From Prison To Periods: Meet The Men Fighting Menstruation Taboos

September 4, 2018

This article was originally published in Elle.


The Cup Trainers Arrive At A School In Kibera, Nairobi | ELLE UK

Joshua Omanya arrives at Soweto Baptist school in Kibera to hold a training session.

In 2005, Joshua Omanya was sentenced to death.

A self-confessed ‘bad boy’, he grew up in Kibera, the largest slum in Nairobi, Kenya, where mud huts and a maze of shacks line the narrow streets. He dreamed of being a footballer, but his mother was a single parent who sold fish for money. There was little spare cash to buy the football kit he so desperately wanted, so his friend offered up a solution: stealing from people at matches.

While Omanya initially escaped unscathed, his friend got caught and was stoned to death. After that, he bought a gun, but was also later caught and arrested.

Suddenly, aged 22, Omanya found himself with weeks to live. Things progressed slowly, however, and in 2012, after seven years in prison, he appealed and was acquitted due to lack of evidence. Despite spending the best part of his twenties behind bars, Omanya counts his blessings.

‘All my friends were gunned down by the cops. Luckily I was sent to jail, which saved my life,’ he explains. ‘But I couldn’t go back to that life because I was afraid of death. I had to do something different.’

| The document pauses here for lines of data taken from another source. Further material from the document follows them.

PR #716, opened 2019-08-13
Update auth params method to add filters

joshcanhelp:
### Changes

- Move filter `auth0_authorize_url_params` before state is generated and decoded
- Add filter `auth0_authorize_state` to modify state contents before decoding

### Testing

### Checklist

### DIFF
--- a/lib/WP_Auth0_LoginManager.php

No one – let alone Omanya – could never have predicted that ‘something different’ would involve spending his days teaching teenage boys about periods. Yet, nearly a decade later, he’s doing exactly that. In slums across Nairobi, the 34-year-old works as a trainer with The Cup, a non-profit organisation that provides menstrual cups to underprivileged girls and teaches kids about safe sex, reproductive rights and pregnancy.

In Kenya, nearly one million girls skip school because they have no access to sanitary pads.

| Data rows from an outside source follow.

PR #717, opened 2019-08-14
Add wpa0_user_data filter before creating WP_User

horike37:
### Changes

Add filter `wpa0_user_data`  to allow customizing user data before creating WP_User because I would like to separate `display_name` from `username`. The current implementation hardcodes the WordPress `user_login` and `display_name` to come from the Auth0 `username`. However, in many cases, those are separated based on naming style in Japan.

### References

There is no reference. only this PR.

### Testing

### Checklist

* [x] All relevant assets have been compiled as directed in the [Contribution guide](CONTRIBUTION.md), if applicable
* [ ] All active GitHub CI checks have passed

### DIFF
--- a/lib/WP_Auth0_Users.php
+++ b/lib/WP_Auth0_Users.php
@@ -84,7 +84,7 @@ class WP_Auth0_Users {
 			'description'  => $description,
 		];
 
-		$user_data = apply_filters( 'wpa0_user_data', $user_data, $userinfo, $firstname, $lastname );
+		$user_data = apply_filters( 'auth0_create_user_data', $user_data, $userinfo );
 
 		if ( $role ) {
 			// phpcs:ignore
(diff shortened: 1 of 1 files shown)


lib/WP_Auth0_Users.php
```diff
@@ -84,6 +84,8 @@ public static function create_user( $userinfo, $role = null ) {
 			'description'  => $description,
 		];
 
+		$user_data = apply_filters( 'wpa0_user_data', $user_data, $userinfo, $firstname, $lastname );
```
joshcanhelp: The naming convention for hooks isn't 100% consistent but we've been using `auth0_` as the namespace for new ones. Can you update the filter name to `auth0_create_user_data` to add that namespace and make this more explicit?

Also, the `$firstname` and `$lastname` parameters are not necessary since their values are already in the array.

horike37: Thank you for review 👍 Happy to hear that this PR will be merged 😄 
I just updated all what you pointed. Please check it again.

Information is sparse or inaccurate, and the secrecy swirling around periods can cause everything from isolation to reproductive health problems. They’re also a huge taboo.

Yet one way to change cultural attitudes towards menstruation, say experts, is to bring men into the conversation – the fathers, brothers and husbands who see these women daily.

Omanya agrees. Despite the somewhat strange turn his life took, he now feels like he’s got a job to do.

‘African men don’t want to hear anything about menstruation or blood,’ he smiles, ‘and we need to change that.’